Head Fixation and Stimulus Delivery System:

Recordings of MGBv and audTRN sensory responses were conducted in a custom head-fixation/sound-delivery system enclosed in a ventilated sound-proof chamber (IAC Acoustics, North Aurora, IL). The head-fixation system consisted of a pair of custom 3D printed plastic fixation clamps (MakerBot Replicator, Brooklyn NY) used to lock the implanted plastic crown at the base of the implant into place during recordings (see Fig. 1D for illustration). These were fixed to an acrylic plastic frame which also supported a platform on which the animal stood. The platform was composed of low-friction acrylic and was adjusted based on the height of the animal and spring-loaded to minimize torque on the implant. For head fixed recordings, stimuli were delivered from a pair of electrostatic speakers on either side of the animal via straight, plastic tubes 2 cm long which terminated 2.5 mm from each ear.

Electrophysiological Recordings:

Signals from tetrodes were acquired using a Neuralynx multiplexing digital recording system (Neuralynx, Bozeman MT) via a combination of 32- and 64-channel digital multiplexing headstages plugged to the 96- or 128-channel EIB of each implant. Signals from each electrode were amplified, filtered between 0.1 Hz and 9 kHz and digitized at 30 kHz. For audTRN recordings, tetrodes were lowered over the course of 1-2 weeks from the cortex into the target structure. For PFC recordings, adjustments were more targeted, consistent with the more superficial position of the region of interest. The system used for recordings (head fixed and in-behavior) was entirely automated so no investigator blinding of genotype or drug conditions was required for electrophysiological experiments. Following acquisition, spike sorting was performed offline based on relative spike amplitude and energy within electrode pairs automatically using MountainSort as previously described (Chung et al., 2017; Nakajima et al., 2019; Rikhye et al., 2018a). After initial clustering, units were divided into fast spiking (FS) and regular spiking (RS) based on waveform characteristics as previously described (Halassa et al., 2014). Briefly, peak to trough time was measured in all spike waveforms, and showed a distinct bimodal distribution (Hartigan’s dip test, p < 10−5). These distributions separated at 178 μs, and cells with peak to trough times above this threshold were considered RS while those with peak to trough times below were considered FS cells. This initial identification was subsequently further validated in two feature dimensions (Half Trough time vs Peak to Trough time) using k-means clustering which showed good agreement with the single dimension separation (97% overlap in cell selection). In the MGBv, we recorded a total of 854 RS neurons from 6 control mice as well as 711 RS neurons in 3 KO mice. In the audTRN, we recorded a total of 602 FS neurons from 3 control mice as well as 636 FS neurons in 3 KO mice. In the PFC, we recorded a total of 2304 RS neurons and 408 FS neurons from 8 control mice as well as 1742 RS neurons and 345 FS neurons in 4 KO mice.
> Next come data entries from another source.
PR #6196, opened 2022-04-11
Cleanup: adjust names

hugovk:
Class, function and argument names were only changed for `_private` or tests.

Otherwise, variable names internal to functions were changed for any.

See commit messages for details.

### DIFF
--- a/Tests/helper.py
+++ b/Tests/helper.py
@@ -324,7 +324,7 @@ def is_mingw():
     return sysconfig.get_platform() == "mingw"
 
 
-class cached_property:
+class CachedProperty:
     def __init__(self, func):
         self.func = func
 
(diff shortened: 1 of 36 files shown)


Tests/helper.py
```diff
@@ -45,7 +45,7 @@ def upload(a, b):
 
 else:
     try:
-        import test_image_results
+        import TestImageResults
```
nulano, line 48: I believe this is importing https://pypi.org/project/test-image-results/, https://github.com/wiredfool/test-image-results.

If anything, it might make sense to just remove it.

hugovk: Good point, I've reverted it.

radarhere (approved):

MGBv and audTRN Specific Methods

In MGBv and audTRN recordings, neurons were considered sound responsive if their firing rate was significantly elevated across at least 20 percent of the stimulus period (8x25 ms bins). For somatic recordings, MGBv projecting TRN neurons (audTRN) were identified using retrograde optogenetic tagging resulting in expression of eNpHR 3.0. Neurons were considered tagged if their firing rate showed a significant decrease in firing rate within 25 ms of laser pulse onset. Significance testing was based on estimation of the 95% confidence intervals for peri-stimulus time histograms (PSTHs) generated from 100 sound stimuli or laser pulses as previously described (Wimmer et al., 2015).
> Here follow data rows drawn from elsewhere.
PR #7139, opened 2023-05-06
Do not use gnome-screenshot on Linux if X11 can be used instead

radarhere:
Alternative to #7143

https://github.com/python-pillow/Pillow/pull/7100#issue-1672406340
> although gnome-screenshot is widely present in Linux systems, in newer systems such as Ubuntu 20.04, there will be a full-screen animation effect when taking screenshots, and it is not easy to close. This feature may cause inconvenience to users in some tasks.

For this reason, [a later comment in the thread](https://github.com/python-pillow/Pillow/pull/7100#issuecomment-1537056956) requested that X11 be preferred over gnome-screenshot.

This PR modifies ImageGrab to not use gnome-screenshot if X11 is in use and Pillow has XCB support.

### DIFF
--- a/src/PIL/ImageGrab.py
+++ b/src/PIL/ImageGrab.py
@@ -61,7 +61,9 @@ def grab(bbox=None, include_layered_windows=False, all_screens=False, xdisplay=N
                 left, top, right, bottom = bbox
                 im = im.crop((left - x0, top - y0, right - x0, bottom - y0))
             return im
-        elif shutil.which("gnome-screenshot"):
+        elif not (
+            Image.core.HAVE_XCB and os.environ.get("XDG_SESSION_TYPE") == "x11"
+        ) and shutil.which("gnome-screenshot"):
             fh, filepath = tempfile.mkstemp(".png")
             os.close(fh)
             subprocess.call(["gnome-screenshot", "-f", filepath])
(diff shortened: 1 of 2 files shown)


src/PIL/ImageGrab.py
```diff
@@ -61,7 +61,9 @@ def grab(bbox=None, include_layered_windows=False, all_screens=False, xdisplay=N
                 left, top, right, bottom = bbox
                 im = im.crop((left - x0, top - y0, right - x0, bottom - y0))
             return im
-        elif shutil.which("gnome-screenshot"):
+        elif not (
+            Image.core.HAVE_XCB and os.environ.get("XDG_SESSION_TYPE") == "x11"
```
nulano, line 65: What if `XDG_SESSION_TYPE` is not set? Or alternatively, if the X11 connection is not configured properly (e.g. `DISPLAY` is not set)? The following is set on my Ubuntu 20.04 (in WSL), with the `DISPLAY` value being valid only when I do not forget to run my X server. I imagine the `DISPLAY` value could be invalid for other reasons as well.

```bash
$ set | grep DISPLAY
DISPLAY=:0
$ set | grep XDG
XDG_DATA_DIRS=/usr/local/share:/usr/share:/var/lib/snapd/desktop
    local -a dirs=(${BASH_COMPLETION_USER_DIR:-${XDG_DATA_HOME:-$HOME/.local/share}/bash-completion}/completions);
    for dir in ${XDG_DATA_DIRS:-/usr/local/share:/usr/share};
$
```

I think a better option is to use a try-except block instead to prefer X11 over gnome-screenshot: #7143

radarhere:
Closing in favour of #7143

For firing rate, as well as Fano factor quantification, stimuli consisted of 20 dynamic random chord (DRC) sound stimuli repeated 20 times each. To record responses to noisy sound stimuli, same number of DRC stimuli were repeated 20 times each with added broadband noise (SNR 3.2). As with the pure tone stimuli used in behavior, the DRC signal to noise ratios (SNR) was parametrically varied by adding gaussian white noise at fixed stimulus SNR ratios using the awgn function in MATLAB with a constant 60dB maximum intensity of the highest intensity DRC tone stack (SNRinput). To obtain the effective SNR more typically used in auditory research (SNRobserved), the RMS of the tone and noise were calculated for recorded stimuli. For the SNRinput values used ([0.6 1.0 1.8 2.4 3.2 5.6 10]) the calculated SNRobserved values were ([−10.7 −1.4 0.6 2.0 4.0 10.5 21.1] dB) for single tones within the DRCs. These values fall in the range typically associated with difficult levels of auditory masking in mouse behavioral tasks (Whitton et al., 2014). Firing rates for the evoked responses were then obtained during stimulus (DRC or DRC + noise) presentation.
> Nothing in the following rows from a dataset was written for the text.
PR #7143, opened 2023-05-08
Prefer screenshots using XCB over gnome-screenshot

nulano:
Alternative to #7139

From https://github.com/python-pillow/Pillow/pull/7100#issuecomment-1537056956

> > Is the problem just a user trying to ignore `gnome-screenshot` when it is installed in favour of `Image.core.grabscreen_x11`? If so, then `ImageGrab.grab(xdisplay=":0")` should be sufficient with the current version of Pillow.
> 
> [...] I have just tested setting `xdisplay=':0'`, and it ran on my end without any white flash. I believe this usage needs to be tested across different platforms. If the test is successful, it should be set as the default option. [...]

### DIFF
--- a/src/PIL/ImageGrab.py
+++ b/src/PIL/ImageGrab.py
@@ -66,10 +66,6 @@ def grab(bbox=None, include_layered_windows=False, all_screens=False, xdisplay=N
             msg = "Pillow was built without XCB support"
             raise OSError(msg)
         size, data = Image.core.grabscreen_x11(xdisplay)
-        im = Image.frombytes("RGB", size, data, "raw", "BGRX", size[0] * 4, 1)
-        if bbox:
-            im = im.crop(bbox)
-        return im
     except OSError:
         if (
             xdisplay is None
@@ -89,6 +85,11 @@ def grab(bbox=None, include_layered_windows=False, all_screens=False, xdisplay=N
             return im
         else:
             raise
+    else:
+        im = Image.frombytes("RGB", size, data, "raw", "BGRX", size[0] * 4, 1)
+        if bbox:
+            im = im.crop(bbox)
+        return im
 
 
 def grabclipboard():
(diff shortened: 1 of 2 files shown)


src/PIL/ImageGrab.py
```diff
@@ -61,7 +61,17 @@ def grab(bbox=None, include_layered_windows=False, all_screens=False, xdisplay=N
...
+    try:
+        if not Image.core.HAVE_XCB:
+            msg = "Pillow was built without XCB support"
+            raise OSError(msg)
+        size, data = Image.core.grabscreen_x11(xdisplay)
+        im = Image.frombytes("RGB", size, data, "raw", "BGRX", size[0] * 4, 1)
+        if bbox:
+            im = im.crop(bbox)
+        return im
+    except OSError:
```
nulano, line 73: The original error in #6312 was:
```
builtins.OSError: X get_image failed: error 8 (73, 0, 1315)
```

src/PIL/ImageGrab.py
```diff
@@ -61,7 +61,17 @@ def grab(bbox=None, include_layered_windows=False, all_screens=False, xdisplay=N
...
+        if xdisplay is None and shutil.which("gnome-screenshot"):
```
radarhere, line 74:
```suggestion
        if (
            sys.platform not in ("darwin", "win32")
            and xdisplay is None
            and shutil.which("gnome-screenshot")
        ):
```
To at least be clear in the code that we're expecting gnome-screenshot on macOS and Windows?

nulano: Sure. How about ordering them same as the checks above?

```suggestion
        if (
	            xdisplay is None
	            and sys.platform not in ("darwin", "win32")
	            and shutil.which("gnome-screenshot")
	        ):
```

radarhere: Sure.

radarhere (approved):

PR #7146, opened 2023-05-09
Fixed combining single duration across duplicate APNG frames

### LINKED ISSUE #7144: Animated PNG filters out similar frames without adjusting frame rate
### What did you do?

Attempted to make an animated PNG from a set of images.

To have a working animated PNG, with the right duration/frame rate.

### What actually happened?

The resulting animated PNG only has two frames, instead of 40 frames, and with a very high frame rate.

* OS: macOS 13.3.1
* Python: Python 3.11.3
* Pillow: I have checked out this PR: https://github.com/python-pillow/Pillow/pull/7123, which fixes a related issue.

This code creates a 40 frame animation, 20 frames of a red square and 20 frames of a blue square which run at 20 fps, which should result in a 2 second animation:

```python
#!/usr/bin/env python3

images = []
for i in range(20):
    img = Image.new("RGBA", (300, 300), (255, 255, 255, 255))

    draw = ImageDraw.Draw(img)
    draw.rectangle((100, 100, 200, 200), fill="red")

    img.save(f"frame1-{i}.png")
    images.append(img)

for i in range(20):
    img = Image.new("RGBA", (300, 300), (255, 255, 255, 255))

    draw = ImageDraw.Draw(img)
    draw.rectangle((100, 100, 200, 200), fill="blue")

    img.save(f"frame2-{i}.png")
    images.append(img)

# Should result in a 2 second animation
frame_rate = 20
frame_duration = 1000 / frame_rate

images[0].save(
    "test.png", save_all=True, append_images=images[1:], duration=frame_duration, loop=0
)
images[0].save(
    "test.gif", save_all=True, append_images=images[1:], duration=frame_duration, loop=0
)
```
GIF:
test

PNG:
test

These images actually only contain 2 frames, not 40.

One interesting thing to note is the frame rate of these images shown by `ffprobe`:
```console
$ ffprobe -v quiet -show_entries stream=r_frame_rate,time_base,duration  output.gif
[STREAM]
r_frame_rate=100/1
time_base=1/100
duration=2.100000
[/STREAM]

$ ffprobe -v quiet -show_entries stream=r_frame_rate,time_base,duration output.png
[STREAM]
r_frame_rate=100000/1
time_base=1/100000
duration=N/A
[/STREAM]
```

This is confusing to me, as while the GIF duration is roughly correct, the frame rate is not 100 fps.

radarhere:
Resolves #7144

When saving APNG files, we are testing that when duplicate frames are combined, the different durations are added together.
https://github.com/python-pillow/Pillow/blob/2a274a476088c610451370b9b78e7c63b7b31da3/Tests/test_file_apng.py#L433-L441

However, we aren't testing that the durations are combined when the `duration` keyword is a single number, rather than a list or a tuple. This issue found that this situation fails, and this PR corrects that.


gsingh93:
I've been using a local build with this patch for a few weeks now and it's been working well, hopefully we can get this merged soon :)

radarhere:
Be aware that even if it is merged, Pillow 10.0.0 is not due out until July 1.

gsingh93:
Yup, just looking forward to being able to remove the applying of these patches from my CI infrastructure and providing patching instructions to anyone who wants to run my code. I'm fine using `master` for now, other than that.

Tests/test_file_apng.py
```diff
@@ -440,6 +440,12 @@ def test_apng_save_duration_loop(tmp_path):
         assert im.n_frames == 1
         assert im.info.get("duration") == 750
 
+    # test removal of duplicated frames with a single duration
+    frame.save(test_file, save_all=True, append_images=[frame, frame], duration=500)
+    with Image.open(test_file) as im:
+        assert im.n_frames == 1
+        assert im.info.get("duration") == 1500
```
hugovk, line 447: `test_apng_save_duration_loop` is testing quite a few things that don't depend on each other, can we at least move this chunk into its own test case? 

For example, it could be useful to know if this bit passes, even if earlier bits fail.

radarhere:
Pillow 10.0.0 has now been released with this fix.

Issue #7147, opened 2023-05-09
ImageGrab.grabclipboard() keeps unnecessary temporary files around


stephen-huan:
### What did you do?

Call `PIL.ImageGrab.grabclipboard()` repeatedly. 

### What did you expect to happen?

A constant number of temp files to be created.

### What actually happened?

The number of files in `/tmp` keeps increasing.

If there not an actual image in the clipboard, e.g. only text, then
```shell
xclip -selection clipboard -target image/png -out
```
will error with the message
```text
Error: target image/png not available
```

while this error is caught on the latest Pillow (lines 146--148), the newly created tempfile is never removed.
https://github.com/python-pillow/Pillow/blob/ab3d0c071e60da904062d22f6b9a73e8fc6cdcb9/src/PIL/ImageGrab.py#L146-L151

This can cause tempfiles to accumulate with repeated calls of `grabclipboard()`.

I think `os.unlink(filepath)` should be called before `ChildProcessError` is raised to remove the now unnecessary file, i.e.
```python
        if err:
            os.unlink(filepath)
            msg = f"{args[0]} error: {err.strip().decode()}"
            raise ChildProcessError(msg)
        im = Image.open(filepath)
        im.load()
        os.unlink(filepath)
 ```

### What are your OS, Python and Pillow versions?

* OS: archlinux
* Python: 3.11.3
* Pillow: 9.5.0 (or commit [ab3d0c0](https://github.com/python-pillow/Pillow/commit/ab3d0c071e60da904062d22f6b9a73e8fc6cdcb9))

**Comment by stephen-huan** [comment]
with a bit of additional testing I think the suggested
```python
        if err:
            os.unlink(filepath)
            msg = f"{args[0]} error: {err.strip().decode()}"
            raise ChildProcessError(msg)
        im = Image.open(filepath)
        im.load()
        os.unlink(filepath)
```
should actually be something like
```python
        if err:
            os.unlink(filepath)
            msg = f"{args[0]} error: {err.strip().decode()}"
            raise ChildProcessError(msg)
        im = None
        try:
            im = Image.open(filepath)
            im.load()
        except UnidentifiedImageError:
            pass
        os.unlink(filepath)
```
as after the first paste `xclip` will no longer error with the message
```text
Error: target image/png not available
```
and simply write whatever text in the clipboard to `filepath`,
which causes an `UnidentifiedImageError`.

radarhere:
[...]

PR #7148, opened 2023-05-09
Remove temporary file when error is raised

radarhere:
Helps #7147 by ensuring that temporary files are still removed, even if the code returns early due to an error.


radarhere:
#7200 superseded this for ImageGrab, but there are similar changes made to other parts of the code.

hugovk (approved):

Issue #7163, opened 2023-05-15
Trying to download **stable** documentation as PDF


MMMZZZZ:
### What did you do?

* Go to [https://pillow.readthedocs.io/en/**stable**/](https://readthedocs.org/projects/pillow/downloads/)
* At the bottom left, hover over the book icon and click downloads
* A new page opens with download options: https://readthedocs.org/projects/pillow/downloads/

### What did you expect to happen?

* At least a download option for the documentation of the current stable release, v9.5.0
* Desirable: archive / download option for past stable releases

### What actually happened?

* I can only download the documentation for the not-yet-released v10, which [as far as I can see](https://github.com/python-pillow/Pillow/compare/9.5.x...main?diff=split#diff-92a33c6e5a9449d744005ca15e81ba9ff57ba09d5f555470c15b395f5c19b888) has already been modified compared to v9.5.x

### Further information

* I tried modifying the download links from `latest` to `stable` but that didn't work
* I looked up the download links in the Internet Archive but they don't have any captures between v9.0.0 and v10.0.0
* I checked the `docs` folder in the v9.5.x branch of the repository, no PDF there either. 

Thank you very much!

hugovk:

In additional sets of experiments, we sought to assess responses of audTRN to increasing intensities of broadband noise without embedded DRCs. Noise pulses were delivered in one second pules. The intensities measured in the sound-proof chamber took the following values (in dB): [7(no added noise) 23 30 41 57 80 114]. Responses of audTRN were fit using a with the Weibull function:

W(x)=rmax(1e(αx)β)

Where rmax, α, and β are fitted parameters. The first two (rmax and α) correspond to the maximum firing rate and the half-maximal input value respectively. Similar values were obtained by fitting with a logistic function.

Connectivity Assay:

To assess the impact of changes in MD excitability on cortical connection strength, we measured intra-cortical responses evoked by ChR2-mediated activation of the contralateral PFC with and without suppression of the MD. Responses to either cortical stimulation alone (0.01 s ChR2 activation to the contralateral PFC), thalamic suppression alone (0.25s eNpHR3.0 activation) or both (the same 0.25s eNpHR3.0 activation beginning 0.1 s before the same ChR2 activation pulse) were recorded in PFC (100 interleaved trials per condition).

Fano Factor:

Fano factor values were computed for each MGBv neuron based on their responses across 20 repeated deliveries of each DRC stimulus. This computation was made using MATLAB code which is included in the variance toolbox (available online at https://churchland.zuckermaninstitute.columbia.edu/content/code) as described previously (Churchland et al., 2010). Briefly, spike counts were computed in 12.5 ms windows aligned to the chords of the DRC for each trial. Spike count means and variance were then computed across trials. The mean and variance across DRC stimulus chords were compiled and fitted with a regression line. The slope of this line was taken as the Fano factor for this cell. This “raw” Fano factor (Churchland et al., 2010) was used across neurons and conditions for comparisons. To estimate the noise effect on response precision, Fano factor was first computed for the non-noise and noise conditions separately for each cell after which values for the noise condition were subtracted from the non-noise.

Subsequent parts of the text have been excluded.